Was ich an Facebook liebe, ist diese Unverbindlichkeit in den Beziehungen. Ich fühle mich frei von gesellschaftlichen Standards, kann gemütlich und ergebnisoffen plaudern über Politik, persönliche Kümmernisse, gemeinsame Visionen, Veranstaltungen und Projekte. Wunderbar!

Facebook ist als agil arbeitendes Unternehmen stets innovativ. Wöchentlich kommen Neuerungen, die den Komfort und die Funktionalitäten weiter optimieren. So nutze ich zwischenzeitlich fast ausschließlich Facebook-Veranstaltungen, um von spannenden Events zu erfahren. Alle posten sie – und Facebook kennt meine Vorlieben und schlägt mir lauter passende Events vor – Halleluja!

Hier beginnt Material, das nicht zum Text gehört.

PR #692, opened 2020-01-07
fix memory leak in Demo "falling"

aligator:
This PR fixes a memory leak. Each stone adds itself as references to the RenderSystem, FallingSystem and CollisionSystem. All references of them were never removed.
The remove-functions were implemented (not completely...) but never called.

So I extended it to remove all corresponding references and call it when the stones reach the bottom.

### DIFF
--- a/demos/falling/falling.go
+++ b/demos/falling/falling.go
@@ -1,5 +1,3 @@
-//+build demo
-
 package main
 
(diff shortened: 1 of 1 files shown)


Noofbiz:
Awesome! Thanks for your contribution!

Issue #694, opened 2020-01-11
Camera LongTasks seems broken


Inkeliz:
Since my [workaround to fix texture](https://github.com/EngoEngine/engo/issues/691#issuecomment-572315787), I create some `Steps []float64`, so I can use:

```
m.MouseZoomer.Steps = []float32{1, 2, 4, 8}
```

However, the change of zoom and angle is very roughly. In way to prevent it, I make one `m.MouseZoomer.Duration = time.Second`. The `Duration` supplies the `Duration` of `CameraMessage`. 

It was suppose to take 1 second to change the zoom from 1 to 2, another 1 second to change 2 to 4.

-------------

However, there's some bugs:

https://github.com/EngoEngine/engo/blob/db964088800cfff0d9f08710dd4391607189a53c/common/camera.go#L171

That doesn't work. The `time.Duration` is `int64`. If the game is running at 60 FPS the `dt` will be 0.16 seconds, which will be 0, since `int64(float32(0.16))` is 0. It creates a infinite loop. I think the solution must be:

		const second = float32(time.Second)
		longTask.Duration -= time.Duration(dt * second)

Then, have another problem, which seems to be caused by `longTask.speed = longTask.Value / float32(longTask.Duration.Seconds())` when `longTask.Incremental = false`. It should be `false` since it is a "steped" zoom.

---------------

I'm trying to fix that, but I think it will be very different from the current implementation. 😐

Inkeliz:
I found the second issue. It's kinda related to `longTask.speed = longTask.Value / float32(longTask.Duration.Seconds())`. The problem is that the value isn't exactly, for instance you can set to zoom-out 2, but it only zoom-out 1.99. 

The fix for that is enforce to set the correct value when `longTask.Duration <= time.Duration(0)`. So, the last step will `zoomTo(2)`.

I'll try to make an pull-request, because I blow-up my fork. 😅

PR #695, opened 2020-01-12
fix camera longtask

Inkeliz:
It fixes https://github.com/EngoEngine/engo/issues/694. It's untested, I just port from my fork. I just create a new function to warp the `switch` just to avoid a new  `switch`. 🤣


Noofbiz:
Awesome! Thanks for the help!

Issue #538, opened 2018-04-30
JustReleased misbehavior on Ubuntu family 


nvma:
Hey, guys. I've been surprised to find out that it has been a two years (wew) since I first encountered this issue, back then we've discussed it on gitter and unfortunately nothing came out of it, I've poked around for some time but was unable to resolve it on my own.
Since then I've change several workstations and Ubuntu 18 has been released, I thought I might try again, but unfortunately the issue is still there and it's really upsetting.

**To summarize the problem**: whenever keyboard button goes through Press/Release state, right after Release it repeats the Press/Release cycle. 
I've recorded a short video to demonstrate the problem, running latest adventure demo: https://webm.xyz/webm/5ae7009561f4bc000f1671f8
With this behavior it's impossible to make any sort of keyboard controls. 
Also the following scenario doesn't work at all:
LeftButton is pressed -> we move left.
RightButton is pressed while LeftButton is pressed -> we move right
RightButton is released while LeftButton is pressed -> we should back to moving left, but we stop.

When I first encountered this issue I had an Arch machine around and I was not able to reproduce this issue there. The issue persisted through 16, 17 and now 18 Ubuntu versions.

I wasn't able to find anything in the issue tracker related to this problem and it makes me wonder whether I'm the sole Ubuntu user, which seems to be unlikely. But anyways I would really appreciate any tips that might shed light on this problem.

Thanks a lot!

Noofbiz:
Hello @nvma! I've got a fix that works for me here https://github.com/EngoEngine/engo/tree/just-released-bug if you want to check it out

nvma:
@Noofbiz hey, sorry that couldn't react earlier. Unfortunately no impact on my end running the latest adventure demo. 
Would you please tell me what happens on your machine when you press, say, 'D' for a ten or so seconds, when the character has already reached the edge of the world, and then release it? Does animation immediately stop?
Because for me, the longer you keep the button in pressed state, the longer it will be 'pressed' again after I release it.

Noofbiz:
It appears to be a bug with glfw itself and is present in the C version as well [here] (https://github.com/glfw/glfw/issues/747). Looks like the fix is actually in, but is in glfw 3.3, which is currently in beta. I've got an issue here #531 to upgrade to it when it's ready. That should fix this issue. Thanks for your help and reporting!

nvma:
[...]

PR #700, opened 2020-02-21
update to glfw 3.3.2

### LINKED ISSUE #531: Upgrade to glfw 3.3 when it's out of beta
glfw 3.3 is at around 90% currently, and provides some nifty new features, such as support for vulkan (as well as molten for iOS and OSX) as well as Wayland, which Ubuntu is switching to from X.

Noofbiz:
fixes #531


Noofbiz:
also fixes #538 ^_^

PR #702, opened 2020-03-02
Keep mouse drag when mouse action is neutral

m0re4u:
Previously, when the mouse action was neutral, the `Dragged` state of the mouse was reset to `false`. This change fixes it by keeping it set to `true` as long as one of the mouse buttons is down, requiring a mouse release before the `Dragged` state is exited.


Noofbiz:
Awesome! Thanks for your help!

PR #703, opened 2020-03-05
Fixed missed case in setting Dragged flag

m0re4u:
Missed a case when fixing the `Dragged` flag for the mouse. In this case, the mouse was Clicked but unmoved, which would register both as a click and a drag. With this fix, if the mouse is pressed down and stays in the same place, it is considered to be `Clicked`. If it moves at some point while still pressed, the mouse will be `Dragged ` as long as there is no mouse release.


Noofbiz:
Awesome thanks for the catch. Could probably use this to clean up the mouse demos down the road.

PR #709, opened 2020-04-23
fix create object TextureResource with filled field url

ilyar:


Noofbiz:
Nice catch! Thanks for the contribution!

Noofbiz:
Apologies for the Travis stuff it's always a curmudgeon.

Facebook-Gruppen sind großartig, um die Kunst des Nehmens und Gebens zu lernen.  Zu allen Fachthemen dieser Welt gibt es Gruppen. Es gibt buchstäblich nichts, was es nicht gibt. Schlangenzüchter, Online-Marketing-Manager, StartUps, Depressive und Excel-Junkies tauschen sich offen aus und unterstützen sich gegenseitig. Menschenrechtler und Kulturschaffende – alles ist da, und oft auf hohem Niveau. Nicht zu vergleichen mit den Xing-Gruppen, die in den vielen Fällen durch Akquisetreibende zerstört werden.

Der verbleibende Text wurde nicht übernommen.